__Task statement__. Once the line containing "PR #260, opened 2016-02-05" is found in the records below, return it and each following line exactly, up to and including the line containing "The AWS SDK", and nothing else.

__Given data__.
PR #447, opened 2019-11-20
Task variation/remove deprecation status

at7:
We cannot remove those methods from the core API. The webcode API depends on them. They are used for example here: https://github.com/Ensembl/ensembl-webcode/blob/release/98/modules/EnsEMBL/Web/Query/GlyphSet/Variation.pm#L205-L209 And here https://github.com/Ensembl/ensembl-webcode/commits/release/98/modules/EnsEMBL/Web/Component/TextSequence.pm
The slice used in the webcode is a compara AlignSlice. If I rewrite the method to be used in the VariationFeatureAdaptor and pass the AlignSlice from the webcode the method doesn't work.

Dan S commented a while ago saying:
_I'm having to revert that because it doesn't seem to interact well with AlignSlices (rather than real Slices). This breaks variant display on the Phylogenetic Context page (focus variant and other variants do not display). It looks like this is because the new method (in the VariationFeatureAdaptor) eventually calls get_and_filter_Slice_projections in Bio::EnsEMBL::DBSQL::BaseFeatureAdaptor inside the core code, which objects that the slice has no adaptor available via ->adaptor._

### DIFF
--- a/DEPRECATED.md
+++ b/DEPRECATED.md
@@ -93,10 +93,6 @@ A year after deprecation (4 Ensembl releases), the method is removed from the AP
  - Bio::EnsEMBL::**Slice**::*calculate_theta()*
  - Bio::EnsEMBL::**Slice**::*get_all_IndividualSlice()*
  - Bio::EnsEMBL::**Slice**::*get_by_Individual()*
- - Bio::EnsEMBL::**Slice**::*get_all_somatic_VariationFeatures()*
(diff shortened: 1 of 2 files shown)


at7:
The methods were deprecated in the first place because it looked straight forward to move the functionality into the variation API. The code has then been updated in the web code where it eventually caused problems and had to be reverted back to using the code from the core API. It will not be used by the new website but will still be needed for the current website for quite a while

ens-bwalts:
Thanks for the update, @at7

PR #455, opened 2019-12-16
Patch to support longer assembly names in the mapping session table.  [release/100]

tgrego:
## Description

see https://github.com/Ensembl/ensembl/pull/453

## Use case

## Benefits

## Possible Drawbacks

## Testing


tgrego:
#453 needs reverting and fixing...
closing

PR #460, opened 2019-12-17
Core db schema patch to support longer assembly names in the mapping_session table.

tgrego:
## Description

This is a copy of https://github.com/Ensembl/ensembl/pull/458 against master.

## Use case

## Benefits

## Possible Drawbacks

## Testing


ens-carlos:
It was arbitrary to match the new_db_name. In the assembly registry I think we use 255 VARCHAR arbitrarily as well.

PR #467, opened 2020-01-10
JSON-formatted web_data

james-monkeyshines:
## Description
Storing web_data as a flattened Perl hash is cumbersome, and, as it turns out, unnecessary - it's required by the webcode, but it is converted into JSON for processing. So we can make everone's lives easier by storing it as JSON in the first place. (cf. https://www.ebi.ac.uk/panda/jira/browse/ENSINT-396)

## Use case
The main use case is for the webcode to retrieve the web_data in order to determine how to display a track. Setting the web_data field via the API is uncommon, but might occasionally be necessary.

## Benefits
The web_data field no longer needs special treatment, it's just a JSON string that is set/got like any other text field.

## Possible Drawbacks
Changing this requires tight integration with webcode changes. Those have been made (https://www.ebi.ac.uk/panda/jira/browse/ENSWEB-5249), and the plan is to get a sandbox running ASAP for testing the web display.

## Testing
Yes, analysis.t updated.

Pass

Yes, all fine.


james-monkeyshines:
Assuming this is OK, please let me know if you want a separate PR against the master branch.

ameya1981:
Pls raise a PR to master too.

PR #474, opened 2020-03-13
Update of gene and transcript includes version update

mira13:
Description

On gene and transcript update, update version as well;

Use case

When other teams runs gene/transcript updates, they have a problem to separately update version with direct sql request, so we just include version update in common update.

Benefits

Less code in pipeline, remove from pipelines authors responsibility to update a version separately from common update

Possible Drawbacks

Version will be updated in all cases

Testing

existing tests covers proposed code, data health checks will cover the rest of the testcases


ameya1981:
Though the changes look fine for the version update, this is not yet approved for e101 as an intention. Will approve this once the intention goes through.

ameya1981:
Same PR to be raised against release/101

PR #482, opened 2020-03-31
Bugfix/map insert fix

mira13:
## Description

Fix map_insert, include original coordinates on demand

## Use case
Full description is here: 
https://www.ebi.ac.uk/panda/jira/browse/ENSCORESW-3413

## Testing

Should not have impact on tests

### DIFF
--- a/modules/Bio/EnsEMBL/Mapper.pm
+++ b/modules/Bio/EnsEMBL/Mapper.pm
@@ -490,48 +490,87 @@ sub map_insert {
   my @coords = $self->map_coordinates($id, $start, $end, $strand, $type, $include_original_region);
 
   if(@coords == 1) {
-    my $c = $include_original_region ? @coords[0]->{'mapped'} : $coords[0];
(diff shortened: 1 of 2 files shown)


modules/Bio/EnsEMBL/Mapper.pm
```diff
@@ -499,9 +499,9 @@ sub map_insert {
     # adjust coordinates, remove gaps
     my ($c1, $c2);
     if($strand == -1) {
-      ($c2,$c1) = @coords;
+      ($c2,$c1) = $include_original_region ? @coords->{'mapped'} : @coords;
```
ens-bwalts, line 502: I don't think that syntax works in all versions of Perl; I can't get it to work in 5.14 or 5.26. Would be safer to use

`map {$_->{'mapped'}} @coords` to get the array slice here.

ens-bwalts: Reworked.

PR #488, opened 2020-06-05
[ENSWEB-5706] Allow multiple "ancestral" databases in the Registry

muffato:
## Use case

See ENSWEB-5706 and related tickets for more information. The REST server sees all MySQL servers (Vertebrates and non-Vertebrates), which contain in total two ancestral databases, but the current Registry model only allows one. The Compara API then fails because it is not able to access the other one

## Description

Ancestral databases are now registered with their division name, preventing a clash between the Plants and Vertebrates databases.

Note that for backwards compatibility and for consistency with the rest of the code, the name "Vertebrates" is currently omitted.

:warning: _Do not merge until *all* these related pull-requests have been approved !_: Ensembl/ensembl-compara#197, Ensembl/ensembl-production#430

Equivalent pull-requests: #491 for `release/101` and #492 for `master`

## Benefits

Now able to load all ancestral databases in the same Registry instance

## Possible Drawbacks

Applications that load the NV server in the Registry won't be able to access the Plants ancestral database with "Ancestral sequences", but since this database has been introduced in e100, I think there is still time to change its Registry name and state that this is the nomenclature going forward.

## Testing

No. The databases created by `registry.t` are prefixed by the user name and `test_db`. They wouldn't pass the regex used by `load_registry_from_db`

Failures are in:
* `compara.t` (because `.travis.yml` clones the master branch of Compara instead of the `release/100` branch
* `housekeeping_apache2.t`, because it is now 2020 and the files haven't had their copyright statement updated. I have only updated the one of `Registry.pm`

### DIFF
--- a/modules/Bio/EnsEMBL/Registry.pm
+++ b/modules/Bio/EnsEMBL/Registry.pm
@@ -1,7 +1,7 @@
 =head1 LICENSE
 
 Copyright [1999-2015] Wellcome Trust Sanger Institute and the EMBL-European Bioinformatics Institute
-Copyright [2016-2019] EMBL-European Bioinformatics Institute
+Copyright [2016-2020] EMBL-European Bioinformatics Institute
 
 Licensed under the Apache License, Version 2.0 (the "License");
 you may not use this file except in compliance with the License.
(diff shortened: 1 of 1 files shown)


muffato:
Question: can you confirm that you don't have a mechanism to merge release branches so I will have to make another PR for `release/101` and one for `master` ?

ens-bwalts:
@muffato yes, we prefer separate PRs for separate branches

PR #490, opened 2020-06-10
ENSCORESW-3476: import direct mappings to UniProt isoforms

magaliruffier:
## Requirements

## Description

Add direct mappings to Uniprot isoforms, in addition to the existing mappings to the canonical accession

## Use case

A single Uniprot accession can contain multiple sequences, mapping to different Ensembl transcripts
Adding the mappings to the specific isoform allows us to identify which of these sequences is an exact match to the equivalent Ensembl peptide

## Benefits

More specific information available for users

## Possible Drawbacks

## Testing

The change was tested on human and it has successfully added additional xref mappings to this new sources without changing existing xrefs

### DIFF
--- a/misc-scripts/xref_mapping/XrefParser/UniProtParser.pm
+++ b/misc-scripts/xref_mapping/XrefParser/UniProtParser.pm
@@ -57,7 +57,7 @@ sub run {
 
   my $file = @{$files}[0];
 
-  my ( $sp_source_id, $sptr_source_id, $sp_release, $sptr_release, $sptr_non_display_source_id, $sp_direct_source_id, $sptr_direct_source_id );
+  my ( $sp_source_id, $sptr_source_id, $sp_release, $sptr_release, $sptr_non_display_source_id, $sp_direct_source_id, $sptr_direct_source_id, $isoform_source_id );
 
   $sp_source_id =
     $self->get_source_id_for_source_name('Uniprot/SWISSPROT','sequence_mapped', $dbi);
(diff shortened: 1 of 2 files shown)


misc-scripts/xref_mapping/XrefParser/UniProtParser.pm
```diff
@@ -459,6 +464,21 @@ sub create_xrefs {
             $num_direct_sptr++;
           }
           push @{$xref->{DIRECT_XREFS}}, \%direct;
+
+          my $uniprot_acc = $accessions[0];
+          if ($extra[1] =~ /($accessions[0]-[0-9]+)/) {
+            $isoform = $1;
```
ens-bwalts, line 470: It's quite likely I'm missing something here, but I'm wondering if `$isoform` will be `[P31946-1]` with the literal curly braces included at this point?

magaliruffier: $extra[1] looks like `ENSG00000159840. [Q15942-1]`
we are extracting the part that starts with `$accessions[0]` and ends with some digits, curly braces are not included in the match
once parsed, the xrefs look like this in the database:
```
115171	P31946-1	0	P31946-1	NULL	141	9606	DIRECT		NULL
115189	P62258-1	0	P62258-1	NULL	141	9606	DIRECT		NULL
115193	P62258-2	0	P62258-2	NULL	141	9606	DIRECT		NULL
```

ens-bwalts: Of course, it's just matching the accession. Brain stall on my part.

PR #432, opened 2019-10-18
Backport XenopusJamboreeParser from ensembl-xref

mkszuba:
## Description

Port changes made to XenopusJamboreeParser in _ensembl-xref_, including unit tests, back to _ensembl:feature/xref_sprint_.

## Use case

See ENSCORESW-3223. Originally worked on by Prem.

## Benefits

Salvage more work from the 2018 xref sprint.

## Possible Drawbacks

Increased test-suite run time (note: Travis does not automatically execute tests from _misc-scripts/xref_mapping_ yet).

## Testing

_Have you added/modified unit tests to test the changes?_

Yes.

_If so, do the tests pass/fail?_

They pass.

_Have you run the entire test suite and no regression was detected?_

Yes (including tests from _misc-scripts/xref_mapping_), no regression detected.

PR #491, opened 2020-06-10
[ENSWEB-5706] Allow multiple "ancestral" databases in the Registry

muffato:
Same as #488 but on `release/101`


ens-bwalts:
Production changes in ensembl-production #432 and #433

PR #260, opened 2016-02-05
Use existing CloudFormation params

sihil:
The AWS SDK now makes it possible to specify in an update call to a cloudformation stack that existing values should be reused.

This PR changes the behaviour so that this flag is automatically set for any parameter in a cloudformation template that has neither a default value, a value provided by the user nor a value generated by riff-raff itself (eg. Stack/Stage).

This following screenshot illustrates this at work. The CertificateARN parameter has no default or anything specified so is passed in as UseExistingValue.

screen shot 2016-02-05 at 12 07 06

### DIFF
--- a/magenta-lib/src/main/scala/magenta/tasks/UpdateCloudFormationTask.scala
+++ b/magenta-lib/src/main/scala/magenta/tasks/UpdateCloudFormationTask.scala
@@ -11,23 +11,29 @@ import collection.convert.wrapAsScala._
 case class UpdateCloudFormationTask(
   cloudFormationStackName: String,
   template: Path,
-  parameters: Map[String, String],
+  parameters: Map[String, Option[String]],
   stage: Stage,
   stack: Stack,
   createStackIfAbsent:Boolean)(implicit val keyRing: KeyRing) extends Task {
+  
+  case class TemplateParameter(key:String, default:Boolean)
 
   def execute(stopFlag: => Boolean) = if (!stopFlag) {
-    val requiredParameters = CloudFormation.validateTemplate(template.string).getParameters.map(_.getParameterKey)
+    val templateParameters = CloudFormation.validateTemplate(template.string).getParameters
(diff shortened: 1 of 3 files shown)


magenta-lib/src/main/scala/magenta/tasks/UpdateCloudFormationTask.scala
```diff
@@ -8,6 +8,13 @@ import com.amazonaws.services.cloudformation.model._
 import scalax.file.Path
 import collection.convert.wrapAsScala._
 
+object UpdateCloudFormationTask {
+  trait ParameterValue
+  case class StringValue(value: String) extends ParameterValue
+  case class UseExistingValue() extends ParameterValue
```
philwills: I'd make this a `case object` and the trait `sealed` so that the compiler can do exhaustivity checking.

magenta-lib/src/main/scala/magenta/tasks/UpdateCloudFormationTask.scala
```diff
@@ -8,6 +8,13 @@ import com.amazonaws.services.cloudformation.model._
 import scalax.file.Path
 import collection.convert.wrapAsScala._
 
+object UpdateCloudFormationTask {
+  trait ParameterValue
+  case class StringValue(value: String) extends ParameterValue
```
philwills: Would `SpecifiedValue` be a more informative name for this?

philwills:
A + :100:  for adding some tests for this and :+1: to it generally give or take the minor style quibbles.

magenta-lib/src/main/scala/magenta/tasks/UpdateCloudFormationTask.scala
sihil: Yes, much better. thanks.

magenta-lib/src/main/scala/magenta/tasks/UpdateCloudFormationTask.scala
sihil: agreed.

PR #261, opened 2016-02-09
Add support for YAML CloudFormation templates

cb372:
If the template file has a `.yml` or `.yaml` extension, it is assumed to be in YAML format and RiffRaff will convert it to JSON on the fly. Otherwise it is assumed to be in JSON format and will be used as-is.

### DIFF
--- a/magenta-lib/src/main/scala/magenta/tasks/UpdateCloudFormationTask.scala
+++ b/magenta-lib/src/main/scala/magenta/tasks/UpdateCloudFormationTask.scala
@@ -1,6 +1,9 @@
 package magenta.tasks
 
 import com.amazonaws.AmazonServiceException
+import com.fasterxml.jackson.core.util.DefaultPrettyPrinter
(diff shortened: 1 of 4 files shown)


magenta-lib/src/main/scala/magenta/tasks/UpdateCloudFormationTask.scala
```diff
@@ -15,6 +18,26 @@ object UpdateCloudFormationTask {
...
 }
 
+object JsonConverter {
+
+  /**
+    * Return the template's content as JSON,
+    * converting it from YAML if necessary.
+    */
+  def convert(template: Path): String = template.extension match {
+    case Some("yml") | Some("yaml") =>
```
adamnfish: I didn't know that `|` syntax! Thank you!

jamespamplin:
:tada: nice one!

davidfurey:
Works in CODE.

cb372:
@davidfurey thanks for testing!

PR #262, opened 2016-02-11
Fix extension parsing

davidfurey:
Correctly parses the extension of filenames containing dots.

### DIFF
--- a/magenta-lib/src/main/scala/magenta/tasks/tasks.scala
+++ b/magenta-lib/src/main/scala/magenta/tasks/tasks.scala
@@ -147,17 +147,13 @@ case class S3Upload( stack: Stack,
     s"$stackName$stageName${toRelative(file)}"
   }
 
-  def contentTypeLookup(fileName:String) = {
-    import org.parboiled2._
-    import org.parboiled2.CharPredicate._
-    class ExtensionParser(val input: ParserInput) extends Parser {
-      def FileName = rule { oneOrMore(Visible -- '.') ~ '.' ~ Extension ~ EOI }
-      def Extension = rule { capture(oneOrMore(Visible)) ~> (s => mimeTypeMap.get(s)) }
-    }
-    new ExtensionParser(fileName).FileName.run().getOrElse(None)
-  }
+  def contentTypeLookup(fileName: String) =
+    fileExtension(fileName).flatMap(mimeTypeMap.get)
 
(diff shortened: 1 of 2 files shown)


sihil:
Your parser combinator magic is being torn to shreds @philwills. Are you just going to stand by and put up with this?

cb372:
Bring back the regex!

philwills:
I actually suggested it based on @adamnfish suggestion.

I know it's hard to believe, but occasionally, I can be convinced that a parser combinator isn't the best solution.

magenta-lib/src/main/scala/magenta/tasks/tasks.scala
```diff
@@ -147,18 +147,14 @@ case class S3Upload( stack: Stack,
...
-    }
-    new ExtensionParser(fileName).FileName.run().getOrElse(None)
-  }
+  def contentTypeLookup(fileName: String) =
+    fileExtension(fileName).flatMap(mimeTypeMap.get)
 
   def cacheControlLookup(fileName:String) = cacheControlPatterns.find(_.regex.findFirstMatchIn(fileName).isDefined).map(_.value)
 
+  private def fileExtension(fileName: String) =
+    fileName.split('.').drop(1).lastOption
```
philwills: Why do you need the `drop`, if you're doing `lastOption`

davidfurey: So that files without a dot do not return the filename as the extension

philwills: Ah, that makes sense. I forgot that `split` included the original if it didn't find the character.

sihil:
Treachery.

magenta-lib/src/main/scala/magenta/tasks/tasks.scala
adamnfish: Rather than writing your own stuff to handle filenames and then realising it is hard and buggy, why not use a lib to do it (e.g. `FilenameUtils`?)

davidfurey:
We did fix the original parboiled version, but it didn't seem very clear any more:
https://github.com/guardian/riff-raff/commit/005ac509a149ca45cacb7e5facb75171fb642db2

magenta-lib/src/main/scala/magenta/tasks/tasks.scala
davidfurey: It seemed like overkill to add another dependency just for this.

sihil:
:+1:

__Output__.
PR #260, opened 2016-02-05
Use existing CloudFormation params

sihil:
The AWS SDK now makes it possible to specify in an update call to a cloudformation stack that existing values should be reused.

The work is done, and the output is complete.